La graduale estensione del diritto di voto parallela alla crescita democratica dell’Europa
nel corso del ’900 e l’abolizione delle Camere di nomina Regia ha portato alla centralità
del Parlamento rinsaldandone i legami con l’esecutivo, ormai quasi del tutto svincolato
dalla figura del sovrano.
In Gran Bretagna, ad esempio, la Corona ha utilizzato per l’ultima volta il suo potere di revoca del Primo
ministro e di scioglimento delle Camere nel 1834, ma fu costretta a ritornare sui suoi passi dalla riconferma
della maggioranza parlamentare nella successiva tornata elettorale.
Una situazione analoga si è presentata in Francia nel 1877, anche se in questo caso fu il Presidente della Repubblica a doversi sottomettere alla volontà degli elettori (v. infra parte seconda Cap. 3).
Verso la fine del XIX secolo il passaggio dalla forma di governo parlamentare dualistica
(Corona-Parlamento) a quella monista (Parlamento) può dirsi completato.
B) Le diverse forme di governo parlamentare a prevalenza dell’esecutivo o del Parlamento
Il passaggio dal dualismo al monismo non ha, tuttavia, portato all’adozione di forme di
governo parlamentare con identiche caratteristiche; la più o meno marcata dipendenza
dell’esecutivo dal Parlamento ed il ruolo riconosciuto al Capo del Governo, infatti, costituiscono altrettanti discriminanti cosicché, pur sotto un’unica etichetta, si possono distinguere governi parlamentari a prevalenza del Parlamento e governi parlamentari a prevalenza dell’esecutivo.
Nel primo caso, pur in presenza di un dualismo Parlamento-Governo e di un Capo dello
Stato in teoria titolare di poteri significativi, la prassi costituzionale si orienta verso una
prevalenza del Parlamento, in grado di controllare ed influenzare l’attività del Governo
attraverso le commissioni permanenti strutturate come i corrispondenti dicasteri ministeriali, mentre viene ridimensionato il ruolo dell’esecutivo soprattutto se i partiti che lo sostengono sono frazionati e non sufficientemente omogenei nelle loro linee politiche.
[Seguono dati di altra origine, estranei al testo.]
PR #1753, opened 2020-05-28
Grouped rate limiting

aramix:
This commit adds a `key` property to the `limiter` and allows you to define a key from the `data` object passed to `Queue#add` method so that when doing rate limiting it will group and limit the entries by that key.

Al contrario, la prevalenza dell’esecutivo si riscontra soprattutto in quegli ordinamenti in
cui il Primo ministro assume sia la carica di Capo dell’esecutivo che quella di capo del
partito di maggioranza in seno all’Assemblea parlamentare, come nel recente caso italiano
della Seconda Repubblica.
È questo, ad esempio, il caso tipico dell’ordinamento britannico, dove la prevalenza dell’esecutivo è garantita dalla omogeneità politica con il partito che generalmente detiene la maggioranza parlamentare (in questi
casi si parla di Governo del Premier).
In Gran Bretagna il Governo è il protagonista assoluto della vita politica (6) potendo contare su una maggioranza permanente e solidale che lo mette in grado di dominare l’organizzazione e i tempi del lavoro parlamentare.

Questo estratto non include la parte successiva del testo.